_TASK MATERIAL:_
--- START ---
PR #196, opened 2025-04-17
Fix ang_to_quat missing return statement

### LINKED ISSUE #195: Missing return statement in maps.quathelpers.ang_to_quat
In [`maps/python/quathelpers.py`](https://github.com/CMB-S4/spt3g_software/blob/master/maps/python/quathelpers.py):
```
@usefulfunc
def ang_to_quat(alpha, delta, start=None, stop=None):
    """
    Convert a set of angles (or vector of them) specified as a (longitude,
    latitude) pair to a pointing quaternion (or vector of them). If start
    and stop are defined, the return value for vectors will be a
    G3TimestreamQuat with start and stop times set to the provided values.
    """

   ... # Omitted code

    if len(q) == 1:
        return Quat(q[0, :])
    else:
        if start is not None:
            out = G3TimestreamQuat(q)
            out.start = start
            out.stop = stop
        else:
            return G3VectorQuat(q)
```

`ang_to_quat` seems to be missing a return statement for the case in which start and stop times are provided. The function returns `None` instead of the `G3TimestreamQuat`, `out`, as the documentation suggests.

jonahjlee:
Resolves #195.

- Fix `ang_to_quat` by adding the missing return statement.
- Add a simple test for `ang_to_quat` using the `start` and `stop` arguments.

This is my first contribution so please let me know if any changes are needed.

### DIFF
--- a/maps/python/quathelpers.py
+++ b/maps/python/quathelpers.py
@@ -60,6 +60,7 @@ def ang_to_quat(alpha, delta, start=None, stop=None):
             out = G3TimestreamQuat(q)
             out.start = start
             out.stop = stop
+            return out
         else:
             return G3VectorQuat(q)
 
--- a/maps/tests/quatangtest.py
+++ b/maps/tests/quatangtest.py
@@ -20,3 +20,8 @@ assert(np.allclose(maps.ang_to_quat(alpha, delta), core.G3VectorQuat([maps.c_ang
 
 assert(np.allclose(maps.quat_to_ang(maps.c_ang_to_quat_(angle[0], angle[1])), angle))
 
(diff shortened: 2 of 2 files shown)


arahlin (approved):
Thanks for the catch!

arahlin:
(Feel free to squash-and-merge at your leisure!)

jonahjlee:
Thanks! I don't think that I have the required permissions to merge though, so you might have to do it for me.

arahlin:
> Thanks! I don't think that I have the required permissions to merge though, so you might have to do it for me.

Oh, right!  Can do.

PR #200, opened 2025-05-09
Documentation Overhaul

arahlin:
Refactor documentation tools to make use of various extensions, including:

* sphinx.ext.napoleon for flexible docstring parsing
* sphinx.ext.autodoc for auto-documentation
* sphinx-rtd-theme for a more full-featured web interface

The docstring parser in spt3g.core now simply generates a lean RST file with autodoc directives for each object that is to be added to the API documentation. The sphinx conf.py file includes Documenter subclasses that parse the various
C++ binding docstrings so that overloaded functions and type annotations are displayed as true Python.

Additionally, the output moddoc.rst file has been expanded to include many of the objects that have thus far lacked documentation, e.g. non-serialized class types.

A build of this documentation is accessible at https://sptlocal.grid.uchicago.edu/~arahlin/docs/index.html

Enums and namespaces (G3Units, G3Constants) are not documented here, but will likely be more straightforward to handle with pybind11.


nwhitehorn (approved):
--- END ---
_TRY IT:_ Say how many lines of the entries above include the string "provided", giving the number and nothing else.

_EXERCISE OUTPUT:_ 2